Now, Google, in partnership with US banking giant Citigroup, has announced it plans to launch its own full "smart checking" of bank accounts through Google Payments to pressure Bitcoin developers to improve user experience and gain or gain exposure. .

Google's planned bank account, code-named Cash, and is expected to allow users to add Google analytics tools to traditional banking products, should be launched sometime next year, along with Facebook's planned bitcoin rival, Libra.

"Our approach is to deeply partner with banks and the financial system," Google CEO Caesar Sangupta told the Wall Street Journal, which first published the story.

"Maybe it's a little bit longer, but it's more sustainable. If we can help more people do more digital things online, it's good for the Internet and good for us. "

Google does not plan to sell financial data to users on its checking account, according to Sengupta. Google is currently not sharing data from its Google Play service, which boasted about 11.1 million US users last year, with advertisers.

Google's move comes after the launch of Apple's credit card, backed by Goldman Sachs, last summer, a ride-hailing of Uber's bank account offerings and loans for its drivers, and Amazon plans to introduce personal accounts for its customers.

In the meantime, bitcoin and other major cryptocurrencies have tried to attract new customers and retail acceptance with price speculation still the biggest driver of bitcoin interest.

Bitcoin evangelists point to the need for a decentralized, user-controlled alternative to the Fiat currency system as the reason for the possible success of bitcoin, but world tech giants are moving quickly to implement many of the most valued bitcoin and crypto features.

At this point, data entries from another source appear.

Issue #1828, opened 2016-02-17
Add Soundcloud Browser


declension:
This would be nice; Clementine has one as do a few other things.

Imagine it would be either similar (or even _an extension_) to the Internet Radio Browser. Obviously this would require users signing up.

There is a [lightweight API](https://developers.soundcloud.com/docs/api/guide#uploading) and everything.

Ideally this would be implemented using Browsers as plugins (see #157).

nodiscc:
It would be a great addition. There is https://github.com/soundcloud/soundcloud-python -  A Python wrapper around the Soundcloud API. Do you know if one would be able to use this plugin (browsing/searching/playing soundcloud tracks) without a soundcloud user account?

declension:
@nodiscc - no it would / will be account-only for now. The API is geared that way, and most of the interesting features come with that anyway. It wouldn't require a pro account anyway..

declension:
Some experimental work in the [souncloud-browser branch](https://github.com/quodlibet/quodlibet/tree/soundcloud-browser).

Pretty rough still, but the authentication flow, basic UI, searching, and integration with QL is working (for me).

Needs the `soundcloud` module, though longer term might try to ditch that and use the GTK+ libraries.

lazka:
> Some experimental work in the souncloud-browser branch.

Cool, got it working, kinda. Please tell if you want feedback.

> Needs the soundcloud module, though longer term might try to ditch that and use the GTK+ libraries.

As soundcloud isn't in debian (I think?) that would make it easier. On Windows/OSX shipping soundcloud from pypi isn't a problem.

declension:
Good point. I've not used the Soup stuff but it looks OK so I'll try duplicating as little of the helper methods as needed to get it working.

And yes feedback would be useful.... in particular I'm debating how to integrate searching with QL in  a way that makes sense for a/any remote "library" of millions of tracks... that supports almost none of the querying we do... Currently it's keeping a local cache of results and then using normal filtering which feels "native" but will fail miserably with non-text searches...

lazka:
Also have a look at util.thread.call_async() + if you want we can use requests instead of urllib. Might make the update to py3 easier anyway.

(I don't know what the API exposes..)
I'd just try to replicate the online version and only allow text queries, for starters.
Have a combobox selecting between Tracks/Playlists/People/Groups. + a sidebar containing the filters + the results for playlist/people/group search.

declension:
[...]

PR #1990, opened 2016-07-19
Add Soundcloud browser

declension:
See #1828 for background.

This collection of, err, ~~40~~ 34 (+ merge) commits is what hopefully now represents a minimum viable (and compliant, as far as my checks have gone) feature for Soundcloud, plus a bunch of "free extras" I did along the way (see checklists in #1828).

The technical commentary is generally in the various detailed commit messages (so please don't squash).

Seems working from here now, but probably contains a few bugs / inefficiencies / gotchas still so it would be good to validate this on a few different systems. Features / improvements can be added in later PRs, as this one has got far too big really... :wink:


lazka:
Two blockers imo, but if that's get handled after merge, fine with me.

* I don't think we can ship the icons
* Does the login still depend on a custom URI scheme? We need something that works on OSX/Windows.

declension:
Thanks

>    I don't think we can ship the icons

Ah, yes that. What's the specific concern - GPL? Conversely, SC seems to be quite keen on _always_ displaying the icons (["If you are using SoundCloud's data in your app or site, we ask that you place these logos where the data is being used/shown"](https://developers.soundcloud.com/docs/api/buttons-logos) etc). Might need to look at that web-caching idea you had then...

>    Does the login still depend on a custom URI scheme? We need something that works on OSX/Windows.

It still uses it where available (it's definitely a UX win), but I added a third state for the button (logging in) whereby you can enter the code manually copied from the redirect page (even pastes it from the clipboard by default). This should allow all users then, but I think the OS X registration might be doable too

lazka:
>>    I don't think we can ship the icons
>
>Ah, yes that. What's the specific concern - GPL? Conversely, SC seems to be quite keen on _always_ displaying the icons (["If you are using SoundCloud's data in your app or site, we ask that you place these logos where the data is being used/shown"](https://developers.soundcloud.com/docs/api/buttons-logos) etc). Might need to look at that web-caching idea you had then...

A Gtk.Image subclass which does an async http request shouldn't be too hard. I can look into that if you want.

>>    Does the login still depend on a custom URI scheme? We need something that works on OSX/Windows.
>
> It still uses it where available (it's definitely a UX win), but I added a third state for the button (logging in) whereby you can enter the code manually copied from the redirect page (even pastes it from the clipboard by default). This should allow all users then, but I think the OS X registration might be doable too

Yeah, I've used the manual code input. But once you log in it redirects you to a browser error page, and you have to figure out that part of the URL has to be copied to QL. No UX win in that case.

declension:
Redirect problem resolved in https://github.com/quodlibet/quodlibet.github.io/commit/f4892bdb485d83b3cd22d1e9105f25b46bfca5b0

declension:
> A Gtk.Image subclass which does an async http request shouldn't be too hard. I can look into that if you want.

@lazka that would be great, if you have time

lazka:
here is a basic implementation: https://gist.github.com/lazka/87b59993b3cf01ed420d78dda03e1eac

lazka:
Nice, one more thing: As the images are defined globally the http requests happen on every QL start, even if another browser is selected.

Either move them locally, or use our ``@cached_func`` decorator.
Or we could only start loading them when the mapped in screen, but I'd prefer the first solution as I'd like to avoid creating Gtk.Widget instances at import time.

lazka:
Sorry for the conflicts.

Feel free to merge

declension:
No worries - merging then :)

PR #1993, opened 2016-07-21
Add new uri helpers

lazka:
I'd like to get rid of the URI class as most of it is unused


declension:
I guess the removal itself is in a forthcoming commit?

lazka:
Yeah, WIP. I was using travis to run the windows tests

PR #2020, opened 2016-08-29
tests: switch to pytest as the main test runner

lazka:
Allows us to get rid of a bunch of test discovery code
and gives us a few new features.

"--to-run=TFoo,TBar" still works by passing the class
names to pytest using the "-k" switch. This accepts
more stuff, but for the basic class name list it
should give the same results.

To skip network and code quality tests pytest markers
are used:
  @pytest.mark.quality
  @pytest.mark.network


lazka:
Still needs travis changes and the windows/osx packages are missing dependencies...

@declension any objections/thoughts?

declension:
I haven't used pytest but it's meant to be good, and less is more etc.

Will we still get colourised output?

lazka:
You can give it a try on master

```
sudo apt install python-pytest
py.test tests/test_qltk_x.py
py.test tests
```

declension:
IDE support seems good (better, even) too :100:

declension:
Oh and regarding look-and-feel, [pytest-sugar](https://pypi.python.org/pypi/pytest-sugar) is oh so sweet.

I'm _definitely_ sold now.. :smile:

PR #2023, opened 2016-09-01
Include senf

lazka:
Work in progress.... (so I can make travis run windows/osx tests for me)

All our platform specific path/environ/argv/print code is moved to an external lib, but still included in QL since we can't depend on it.


declension:
Cool. Couldn't we use a Git submodule here? (though nobody seems to like them)

lazka:
Maybe? Never used it.

lazka:
Looking a bit into submodule, it looks kinda complicated. Also we need a subdirectory of the other repo which doesn't seem to work.

PR #2031, opened 2016-09-11
Update nb.po

akrosikam:
- translated all new and changed strings
- replaced awkward anglicistic phrases and words with more common and proper Norwegian ones (see http://i18n.skolelinux.no/nb/Fellesordl.eng-no.html)


lazka:
Thanks

PR #3936, opened 2026-07-29
fix(proto): peek push notification name without demanding 36 bytes

### LINKED ISSUE #3935: PubSub.Receive hangs when the subscribe confirmation frame is shorter than 36 bytes (regression in v9.21.0 via #3842)
Note: regression was detected by our CI when a dependency bot auto-updated. Issue report and minimal reproduction was produced by Fable 5.

---

## Expected Behavior

`SUBSCRIBE` to a channel with a short name is confirmed and `PubSub.Receive` returns the `*Subscription`. Works on v9.20.0.

## Current Behavior

On v9.21.0 (and master), `PubSub.Receive` blocks forever when the channel name is 6 characters or fewer (with RESP3, the default). The connection and goroutine stay stuck until other traffic arrives on that connection.

Cause: `PeekPushNotificationName` (changed in #3842) now starts with `r.rd.Peek(36)`. `bufio.Reader.Peek(36)` blocks until 36 bytes are buffered, but the whole confirmation frame

```
>3\r\n$9\r\nsubscribe\r\n$6\r\naaaaaa\r\n:1\r\n
```

is only 35 bytes, and the server has nothing more to send — so the peek waits forever for a byte that never comes. The frame reaches 36 bytes at a 7-character channel name, which is why longer names still work. The name (`subscribe`) is fully parseable from the first 20 bytes; the parser just never gets to run because `Peek` doesn't return.

## Steps to Reproduce

1. `docker run --rm -p 6379:6379 redis:8-alpine`
2. With `github.com/redis/go-redis/v9 v9.21.0`:

```go
client := redis.NewClient(&redis.Options{Addr: "localhost:6379"})
sub := client.Subscribe(context.Background(), "aaaaaa") // ≤6 chars
_, err := sub.Receive(context.Background())             // never returns
```

3. `Receive` hangs. Change the channel to `"aaaaaaa"` (7 chars) and it returns immediately.
4. `go get github.com/redis/go-redis/v9@v9.20.0` — both names work.

<details>
<summary>Full standalone repro (tests both sides of the 36-byte boundary)</summary>

```go
// PubSub.Receive blocks forever on go-redis v9.21.0 when the RESP3
// subscribe-confirmation frame is shorter than 36 bytes, the window
// PeekPushNotificationName passes to bufio.Reader.Peek. Peek waits for
// bytes the server has no reason to send.
//
// The frame Redis answers a single-channel SUBSCRIBE with is
//
//	>3\r\n $9\r\nsubscribe\r\n $<n>\r\n<channel>\r\n :1\r\n
//
// so it reaches 36 bytes at a 7-character channel name. The two names
// below sit either side of that boundary.
//
//	docker run --rm -p 6379:6379 redis:8-alpine
//	go run .
//
// v9.20.0 confirms both. v9.21.0 confirms only the 7-character one.
package main

import (
	"context"
	"fmt"
	"os"
	"time"

)

func main() {
	client := redis.NewClient(&redis.Options{Addr: "localhost:6379"})
	defer client.Close()

	hung := false
	for _, channel := range []string{"aaaaaa", "aaaaaaa"} {
		if confirmed(client, channel) {
			fmt.Printf("ok    SUBSCRIBE %-9q confirmed\n", channel)
			continue
		}
		fmt.Printf("HANG  SUBSCRIBE %-9q never confirmed\n", channel)
		hung = true
	}
	if hung {
		os.Exit(1)
	}
}

// confirmed reports whether Redis acknowledges the subscription within a
// second. A stuck Receive is abandoned rather than waited on.
func confirmed(client *redis.Client, channel string) bool {
	sub := client.Subscribe(context.Background(), channel)
	done := make(chan struct{})
	go func() {
		_, _ = sub.Receive(context.Background())
		close(done)
	}()

	select {
	case <-done:
		return true
	case <-time.After(time.Second):
		return false
	}
}
```

## Context (Environment)

- go-redis v9.21.0 (regression introduced by #3842, the fix for #3839; still present on master), works on v9.20.0
- Redis 8.x, RESP3 (default protocol)
- Go 1.26, macOS (not OS-specific)
- Affects any `Subscribe`/`PSubscribe` where the first confirmation frame is under 36 bytes and the connection is otherwise idle

ndyakov:
## Summary

Fixes #3935 — `PubSub.Receive` hangs forever when the RESP3 subscribe confirmation frame is shorter than 36 bytes (channel names of six or fewer characters). Regression introduced in #3842 (v9.21.0).

## Root cause

`PeekPushNotificationName` started with `bufio.Reader.Peek(36)`, which blocks until 36 bytes are buffered. The confirmation frame for a short channel name (e.g. `>3\r\n$9\r\nsubscribe\r\n$6\r\naaaaaa\r\n:1\r\n`, 35 bytes) is complete, and an otherwise idle server has nothing more to send — so the peek waited for a byte that never arrives. The same applies to any short push frame on an idle connection, e.g. a `message` delivery with short channel and payload.

Existing tests missed this because they use EOF-backed readers: `Peek` returns early at EOF, while a real socket just blocks.

## Fix

Parse the notification name from the bytes already buffered (never blocks). If the parser reports a valid-but-incomplete frame prefix, block for exactly one more byte (`Peek(Buffered()+1)`) and re-parse. An incomplete prefix means the server is still committed to sending the rest of the frame, so that byte is guaranteed to arrive — the loop never waits for bytes the server will not send. The `maxPushHeaderPeek` (4096) safety cap is unchanged.

## Performance

No regression; the buffered hot path is unchanged (one zero-copy peek plus one header parse, zero allocations). `BenchmarkPeekPushNotificationName`:

| case | old ns/op | new ns/op |
|---|---|---|
| Short | ~18 | ~17 |
| Medium | ~20 | ~19 |
| Long | ~32–62 | ~19–24 |

Long names got faster because the old code grew its peek window in a second iteration (36 → 72) while the new code parses once from what is buffered.

## Testing

- New `idleConnReader`-based tests simulate an idle connection that never returns EOF: short subscribe/message/minimal/simple-string frames plus byte-by-byte delivery. All hang without the fix and pass with it.
- Full `./internal/...` suite and `-race` pass.
- Reproduction from the issue verified against a live Redis 8: v9.21.0 hangs on 1- and 6-char channels, this branch confirms all.

---

> [!NOTE]
> **Medium Risk**
> Touches low-level RESP3 read/peek logic used by Pub/Sub; behavior change is intentional but affects all push-name peeks on live connections.
> 
> **Overview**
> Fixes **#3935**, where `PubSub.Receive` could hang forever on RESP3 subscribe confirmations (and other short push frames) shorter than the old **36-byte** `Peek` window on an idle socket.
> 
> **`PeekPushNotificationName`** now parses the push name from whatever is already buffered, then only blocks for **one additional byte** at a time when the prefix is valid but incomplete—never waiting for a fixed chunk the server may never send. Docs are updated to describe this vs. the prior fixed-window growth. The **4096-byte** header cap is unchanged.
> 
> New tests use an **`idleConnReader`** (no EOF until released) plus a timeout wrapper to reproduce the hang: short subscribe/message/minimal frames and byte-by-byte TCP delivery.
> 
> <sup>Reviewed by [Cursor Bugbot](https://cursor.com/bugbot) for commit 278f4ec9931939ed0b053dd8fba52f2d8687dd76. Bugbot is set up for automated code reviews on this repo. Configure [here](https://www.cursor.com/dashboard/bugbot).</sup>


ofekshenawa (approved):
LGTM!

Twitter's micro-blogging platform, led by Square's chief executive of payment company Jack Dorsey, is a remarkable Silicon Valley for its bitcoin support.

And public opinion is with tech companies. Last month, Apple, Google and Amazon were found to be the most valuable brands in the world, according to an annual Interbrand survey.

Despite public concerns about data privacy, digital security and the power of tech giants, users have failed to leave their services – Google's superior digital money service could pose a greater threat to bitcoin than its quantum dominance.